§ Records supplied:
PR #5779, opened 2018-02-06
Fix for setState definition

kikoseijo:
Does not match the specs removed to pass latest flow check.

  setState(
    partialState: $Shape<State> | ((State, Props) => $Shape<State> | void),
    callback?: () => mixed,
  ): void;


mrkev:
Wait, this did match the spec, and the change makes it invalid javascript?

Closing 😅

§ Assignment: Starting at the line that contains "Does not match", output each remaining line of the listing, the last line included, exactly as it appears.

§ Result:
Does not match the specs removed to pass latest flow check.

  setState(
    partialState: $Shape<State> | ((State, Props) => $Shape<State> | void),
    callback?: () => mixed,
  ): void;


mrkev:
Wait, this did match the spec, and the change makes it invalid javascript?

Closing 😅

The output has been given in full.